Recently the in-frame deletion g.ORF15+694_708del15 has been proposed to cause X-linked cone dystrophy in affected males of a single family where no other RPGR mutation was found. ³³ It originally was supposed to be a benign sequence alteration because of the additional presence of a protein-truncating mutation (g.ORF15+897G→T) in one patient with xlRP. ¹⁹ The present study identified this in-frame deletion in two patients from different families that have, in addition, a protein-truncating mutation (g.ORF15+504_507delGGAG) distinct from the mutation found in the patient in the study by Vervoort et al. ¹⁹ This provides further evidence that the 15 bp in-frame deletion may instead be a rare sequence variant that does not cause xlRP or X-linked cone dystrophy. The in-frame duplication g.ORF15+917_991dup is the largest in-frame alteration detected in exon ORF15 to date. This reduplication is not the cause of xlRP in the described family (Fig. 1E) and is predicted to leave intact the acidic character of the glutamic-acid-rich domain. It is therefore interpreted as a rare benign sequence alteration, because it was not present in 100 control chromosomes. 

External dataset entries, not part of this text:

PR #1769, opened 2025-05-30
ci: configure and conform with zizmor

james-garner-canonical:
This PR adds `.github/zizmor.yml` to configure `zizmor` to allow actions from the `actions`, `github`, and `pypa` orgs to be pinned by tags (e.g. `v1`) the same way that actions from the `actions` org are permitted by default. All other actions are required to be pinned by hash by default.

The zizmor version is also pinned consistently for CI and pre-commit.

Credential persistence is set explicitly where required, to conform with zizmor.

In parallel, the repo settings have been updated to require zizmor to pass on PRs before merging.

Zizmor docs: https://docs.zizmor.sh/audits/#rulesunpinned-usesconfigpolicies

### DIFF
--- a/.github/workflows/zizmor.yaml
+++ b/.github/workflows/zizmor.yaml
@@ -20,7 +20,7 @@ jobs:
           persist-credentials: false
 
       - name: Install the latest version of uv
-        uses: astral-sh/setup-uv@v6
+        uses: astral-sh/setup-uv@f0ec1fc3b38f5e7cd731bb6ce540c5af426746bb  # v6.1.0
 
       - name: Run zizmor
         run: uvx zizmor@v1.9.0 --format=sarif . > results.sarif


james-garner-canonical:
Reckon it's worth encoding the defaults in the `zizmor.yml` for easy reference and to avoid them changing under us?
That would be:
```yaml
rules:
  unpinned-uses:
    config:
      policies:
        "actions/*": ref-pin
        "github/*": ref-pin
        "*": hash-pin
```

.github/workflows/update-charm-tests.yaml
```diff
@@ -14,7 +14,7 @@ jobs:
     runs-on: ubuntu-latest
     steps:
       - uses: actions/checkout@v4
-        with:
+        with:  # zizmor: ignore[artipacked]
           token: ${{ secrets.UPDATE_CHARM_PINS_ACCESS_TOKEN }}
```
james-garner-canonical, line 18: Isn't the solution here to use `persist-credentials: false` instead of the ignore? Or do we need it in other steps? I guess we can repeat the `token:` in the steps that need it? Or just use `persist-credentials: true`?

https://docs.zizmor.sh/audits/#remediation

benhoyt (approved):
Looks good to me. Do you mind pushing a zizmor failure so we can test that and see what it looks like?

benhoyt:
Looks good, thanks!

.github/workflows/zizmor.yaml
```diff
@@ -23,12 +23,6 @@ jobs:
...
-        run: uvx zizmor --format sarif . > results.sarif
+        run: uvx zizmor@v1.8.0 . --format=github
         env:
           GH_TOKEN: ${{ secrets.GITHUB_TOKEN }}
-
-      - name: Upload SARIF file
-        uses: github/codeql-action/upload-sarif@v3
-        with:
-          sarif_file: results.sarif
-          category: zizmor
```
tonyandrewmeyer, line 34: What's the motivation for turning off reporting results? I'd much rather we kept that integration.

james-garner-canonical: The job doesn't fail when running in `zizmor` mode. (See [important box at the bottom of this section](https://docs.zizmor.sh/usage/#use-in-github-actions).) That's why we didn't notice we were having all kinds of failures. You can have it block PRs still somehow with [github rulesets](https://docs.github.com/en/code-security/code-scanning/managing-code-scanning-alerts/about-code-scanning-alerts#pull-request-check-failures-for-code-scanning-alerts), but Ben and I thought that this would be a lighter weight approach.

Do we use the upload for anything? Another option would be to do:
1. run in sarif mode
2. upload
3. run again in regular mode

benhoyt: @tonyandrewmeyer Where did those "reports" go?

tonyandrewmeyer: > The job doesn't fail when running in `zizmor` mode. (See [important box at the bottom of this section](https://docs.zizmor.sh/usage/#use-in-github-actions).) That's why we didn't notice we were having all kinds of failures.

Ah, I was confused about why there were failures showing in the security results but not against any PRs (but hadn't had time to figure out why). That explains it.

> You can have it block PRs still somehow with [github rulesets](https://docs.github.com/en/code-security/code-scanning/managing-code-scanning-alerts/about-code-scanning-alerts#pull-request-check-failures-for-code-scanning-alerts), but Ben and I thought that this would be a lighter weight approach.

I'd rather we turned that on. It's a pretty straightforward adjustment to the branch protection rules, and then we're using the tool as intended, and are also setup for any other security scanning tools that come along (for example, we currently do security scanning with internal-only Canonical tooling, but hopefully that moves to something that can be used publicly eventually).

tonyandrewmeyer (changes requested):
I'd like to keep the security reporting. If we're going to drop that, let's have a team discussion first at least.

.github/workflows/zizmor.yaml
james-garner-canonical: Thanks for bumping this. Will the branch protection rule status show prior to trying to merge, like CI failures would? If so, then I'm on board with that. If not, I'd prefer the generate report, upload, then produce errors approach. Can discuss in daily.

tonyandrewmeyer: > Will the branch protection rule status show prior to trying to merge, like CI failures would?

Yes:

image

Followed by:

image

(The PR is in my fork if you want to see it live).

james-garner-canonical: Excellent, thanks! In that case I'm fully on board with this approach, no need to discuss in daily. Will fix.

tonyandrewmeyer (approved):
Thanks!

PR #1778, opened 2025-06-01
fix: correctly load an empty Juju config options map

### LINKED ISSUE #1775: Recent versions of ops fail when there are no config options
In my charmcraft.yaml I have no config options:
```yaml
config:
  options:
```

As a result, the install hook fails (ops-2.22.0 and ops-2.21.1):
```
  File "/var/lib/juju/agents/unit-swfd-0/charm/venv/lib/python3.12/site-packages/ops/charm.py", line 1609, in __init__
    for name, config in config_raw_.get('options', {}).items():
                        ^^^^^^^^^^^^^^^^^^^^^^^^^^^^^^^^^^^^
AttributeError: 'NoneType' object has no attribute 'items'
```

There are no errors with ops-2.17.

tonyandrewmeyer:
There are many forms that "no Juju config options" can take, for example:

* No `config` section in charmcraft.yaml, and no config.yaml
* An empty `config` section in charmcraft yaml
* An empty config.yaml
* A `config` section in charmcraft yaml with an empty `options` subsection
* No `config` section in charmcraft.yaml, and an empty `options` map in config.yaml

For the cases where there *was* an `options` map, but it was empty, we were failing to load the meta. Add more extensive tests to cover the different cases, and fix loading in that case.

Fixes #1775

### DIFF
--- a/ops/charm.py
+++ b/ops/charm.py
@@ -1541,7 +1541,7 @@ class CharmMeta:
     ):
         raw_: dict[str, Any] = raw or {}
         actions_raw_: dict[str, Any] = actions_raw or {}
-        config_raw_: dict[str, Any] = config_raw or {}
+        options_raw: dict[str, Any] = (config_raw or {}).get('options', {}) or {}
 
         # When running in production, this data is generally loaded from
         # metadata.yaml. However, when running tests, this data is
@@ -1606,7 +1606,7 @@ class CharmMeta:
         # This is predominately for backwards compatibility with Harness. In a
         # real Juju environment this shouldn't be possible, because charmcraft
         # validates the config when packing.
-        for name, config in config_raw_.get('options', {}).items():
+        for name, config in options_raw.items():
             if 'type' not in config:
                 raise RuntimeError(
                     f'Incorrectly formatted config in YAML, option {name} is '
@@ -1619,7 +1619,7 @@ class CharmMeta:
                 default=config.get('default'),
                 description=config.get('description'),
             )
-            for name, config in config_raw_.get('options', {}).items()
+            for name, config in options_raw.items()
         }
         self.containers = {
             name: ContainerMeta(name, container)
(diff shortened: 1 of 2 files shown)


dimaqq:
**note:**

> with an empty options subsection

➡️ an empty-looking (actually null) options subsection

ops/charm.py
```diff
@@ -1541,7 +1541,7 @@ def __init__(
     ):
         raw_: dict[str, Any] = raw or {}
         actions_raw_: dict[str, Any] = actions_raw or {}
-        config_raw_: dict[str, Any] = config_raw or {}
+        options_raw: dict[str, Any] = (config_raw or {}).get('options', {}) or {}
```
dimaqq: **nit:** perhaps the following is more accurate:

```suggestion
        options_raw: dict[str, Any] = (config_raw or {}).get('options') or {}
```

tonyandrewmeyer:
> **question:** does charmcraft accept all of these? I wouldn't want to see ops accepting a wider set than charmcraft.

Yes (I tested that they all pack and deploy and that `config-get` returns `{}`), with one exception. The `config.yaml` file is optional as is the `config` section in `charmcraft.yaml`. The `options` field is optional within the config (the docs say otherwise, but it works), and you can have a zero-item `options` (the docs don't say this explicitly, but it works).

The exception is an empty `config.yaml`. However, this was covered by the existing test and existing code, so I don't think we should remove it. The argument for removing it would be that it fails to pack so it's not very useful, but potentially it's used in tests (one ought to pass `None`, but passing `''` works), and it keeps things consistent with `charmcraft.yaml` where it does work.

ops/charm.py
james-garner-canonical: +1 on Dima's suggestion. I wouldn't mind a comment too, e.g.: `# config_raw['options'] might be None`

EDIT: or `# config_raw might be {'options': None}`

james-garner-canonical (approved):

dwilding (approved):

Issue #1780, opened 2025-06-03
Broken 'Manage your deployment environment' link to Juju docs from tutorials


sinapah:
### Issue

In the [`Set up your development environment`](https://ops.readthedocs.io/en/latest/tutorial/from-zero-to-hero-write-your-first-kubernetes-charm/set-up-your-development-environment.html) section of the [`Write your first machine charm`](https://ops.readthedocs.io/en/latest/tutorial/from-zero-to-hero-write-your-first-kubernetes-charm/index.html) tutorial, the link [`Juju | Manage your deployment environment > Set things up`](https://documentation.ubuntu.com/juju/3.6/howto/manage-your-deployment/manage-your-deployment-environment/#set-things-up) points to a non-existing page. 

### Suggested Fix

It seems like the correct link is [`Set up your deployment`](https://documentation.ubuntu.com/juju/3.6/howto/manage-your-deployment/#set-up-your-deployment). 

---
*Reported from: https://ops.readthedocs.io/en/latest/tutorial/from-zero-to-hero-write-your-first-kubernetes-charm/set-up-your-development-environment.html*

tonyandrewmeyer:
It's odd that an external:refs link can break like this without the docs build failing. I wonder if the refs inventory was outdated?

tonyandrewmeyer:
Yes, looks like there was a [change to the Juju docs a few hours ago that would have broken this](https://github.com/juju/juju/commit/873061b0b0f57b87b9fb233935e36acdb81155a2).

tonyandrewmeyer:
Thanks for the report @sinapah!

PR #1781, opened 2025-06-03
fix: update moved Juju link.

tonyandrewmeyer:
The Sphinx reference for the "set up your deployment" doc section in Juju changed a few hours ago, which broke two links from our documentation. This PR updates the reference so that they work again.

* From the tutorial
* From the how to for writing integration tests

A bunch of trailing whitespace is also removed via pre-commit. I suggest ignoring whitespace when you review.

Fixes: #1780

### DIFF
--- a/docs/howto/write-integration-tests-for-a-charm.md
+++ b/docs/howto/write-integration-tests-for-a-charm.md
@@ -19,7 +19,7 @@ The instructions all use the Juju `python-libjuju` client, either through the `p
 
 In order to run integrations tests you will need to have your environment set up with `tox` installed.
 
-> See more: {external+juju:ref}`How to set up your development environment <manage-your-deployment-environment>`
+> See more: {external+juju:ref}`Set up your deployment <set-up-your-deployment>`
 
 ## Prepare the `tox.ini` configuration file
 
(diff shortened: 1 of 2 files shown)


docs/howto/write-integration-tests-for-a-charm.md
```diff
@@ -19,7 +19,7 @@ The instructions all use the Juju `python-libjuju` client, either through the `p
 
 In order to run integrations tests you will need to have your environment set up with `tox` installed.
```
dwilding: Not part of this PR, but it occurs to me that we should emphasize that _Juju_ should be installed, not only tox. Reading this, I may think "Oh, I already have tox, no need to follow those setup instructions". But then integration tests won't work because I don't have Juju.

Do you want to update to something like "with Juju and `tox` installed"? Or I can do follow-up PR

tonyandrewmeyer:
Oops, sorry @jameinel I didn't mean to ask you for a review here.

docs/howto/write-integration-tests-for-a-charm.md
tonyandrewmeyer: That seems small enough to slip into here. I've added this - feel free to suggest better wording, of course.

james-garner-canonical (approved):

docs/howto/write-integration-tests-for-a-charm.md
dwilding: Looks great, thanks :slightly_smiling_face:

PR #1784, opened 2025-06-04
fix: fix type annotation of container check_infos in ops.testing

dwilding:
Testing code such as `container = testing.Container("db", check_infos={check_info})` was failing type checks, with this error:

```
error: Argument of type "set[CheckInfo]" cannot be assigned to parameter "check_infos" of type "frozenset[CheckInfo]" in function "__init__"
    "set[CheckInfo]" is not assignable to "frozenset[CheckInfo]" (reportArgumentType)
```

This PR fixes the type annotation of `check_infos` so that non-frozen sets are acceptable.

### DIFF
--- a/testing/src/scenario/state.py
+++ b/testing/src/scenario/state.py
@@ -1016,7 +1016,7 @@ class Container(_max_posargs(1)):
     notices: Sequence[Notice] = dataclasses.field(default_factory=list)
     """Any Pebble notices that already exist in the container."""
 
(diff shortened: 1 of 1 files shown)


tonyandrewmeyer:
> It's annoying that our own checks didn't detect this. We do run pyright over the code in `testing/src` but not `testing/tests`. We should really do that - I'll open a ticket for it.

#1785.

james-garner-canonical (approved):

PR #1787, opened 2025-06-04
fix: Juju allows access to the remote app databag in relation-broken, so Harness should too

### LINKED ISSUE #888: Should relation data be visible to charm code from within a `relation-broken` hook?

tonyandrewmeyer:
Removes an outdated (or perhaps always wrong) check in Harness that prevents accessing the remote app databag during relation-broken events. Juju does allow this, so Harness should have the same behaviour.

This check is specific to Harness and there's no equivalent check in Scenario.

Fixes #888

### DIFF
--- a/ops/_private/harness.py
+++ b/ops/_private/harness.py
@@ -2476,13 +2476,6 @@ class _TestingModelBackend:
         if not isinstance(is_app, bool):
             raise TypeError('is_app parameter to relation_set must be a boolean')
 
-        if 'relation_broken' in self._hook_is_running and not self.relation_remote_app_name(
-            relation_id
-        ):
-            raise RuntimeError(
-                'remote-side relation data cannot be accessed during a relation-broken event'
-            )
-
         if relation_id not in self._relation_data_raw:
             raise RelationNotFoundError(relation_id)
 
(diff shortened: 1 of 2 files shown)


james-garner-canonical:
I will confess I haven't fully gotten my head around this issue. If this Harness check is currently incorrect, I agree we should remove it. Can we run super tox with this change and see if it causes any failures?

tonyandrewmeyer:
> I will confess I haven't fully gotten my head around this issue.

There are lots of words in #888, and it's a muddled issue because it combines at least three problems and was originally just a question.

However, all that can be ignored for this PR. This PR is just what it says in the title: Juju lets you access the remote app databag in relation-broken (this was said by John in #888 but I've also verified it with Juju 3.6 locally), but Harness had a check that prevented that. Harness should model the actual Juju behaviour, so the PR removes that check.

> Can we run super tox with this change and see if it causes any failures?

Sure, will do.

benhoyt (approved):

tonyandrewmeyer:
> > Can we run super tox with this change and see if it causes any failures?
> 
> Sure, will do.

No new failures.

PR #1788, opened 2025-06-05
docs: clarify that group args require user args

james-garner-canonical:
It is an error at runtime to provide only the group to Pebble. This PR documents this.

### DIFF
--- a/ops/model.py
+++ b/ops/model.py
@@ -2634,9 +2634,9 @@ class Container:
             user_id: User ID (UID) for file.
             user: Username for file. User's UID must match user_id if both are
                 specified.
-            group_id: Group ID (GID) for file.
+            group_id: Group ID (GID) for file. May only be specified along with user_id or user.
             group: Group name for file. Group's GID must match group_id if
-                both are specified.
+                both are specified. May only be specified along with user_id or user.
         """
         self._pebble.push(
             str(path),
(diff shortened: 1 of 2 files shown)


tonyandrewmeyer (commented):
Quick comment before a complete review: should the `user_id` and `user` words be wrapped in double backticks? I see that other use of `user_id` and `group_id` aren't, so maybe not?

@dwilding do we have a style guide position on this?

james-garner-canonical:
I also just realised that there's a bit more I wanted to document around this behaviour, so I'm going to move this PR back to draft.

dwilding:
> I prefer using italics (putting them in asterisks) as it's a lot less intrusive visually, and it's also the style the Python stdlib docs use

I'd be happy with us adopting that style, as these arguments are solid. Previously, I've tended to use italics rather than code font for file paths too, which I think makes them more pleasant to read.

For this PR, I'd be inclined to make user_id, user, etc italic rather than waiting. I feel they do need something to set them apart from the text. And we've already used this style elsewhere on the same page (e.g., https://ops--1788.org.readthedocs.build/en/1788/reference/ops.html#ops.Model.get_secret).

james-garner-canonical:
Done, I went with backticks for consistency with the existing style (e.g. the `Raises` section of the `push` docstrings).

Just for the record, I personally greatly prefer `code style` to *italics* for variables in documentation. I'll admit it doesn't look the greatest in our current docs theming, but there's always the hope that that can improve. I'm not opposed to migrating our to *italics* in future if that's the consensus though.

In conclusion, the results of the present study demonstrate that the majority of RPGR mutations reside in exon ORF15 in families with definite X linkage. Together with previous studies, ^{3 19} they confirm the RPGR gene as the diagnostically most important single genetic locus in RP. Our data point to the high degree of sequence variation in RPGR exon ORF15 in the general population and indicate that the pathogenicity of rare in-frame sequence variations must be cautiously interpreted. 

 

The authors thank the patients and families for participating in the study and Caecilia Haberger and Jack Favor for help with the language.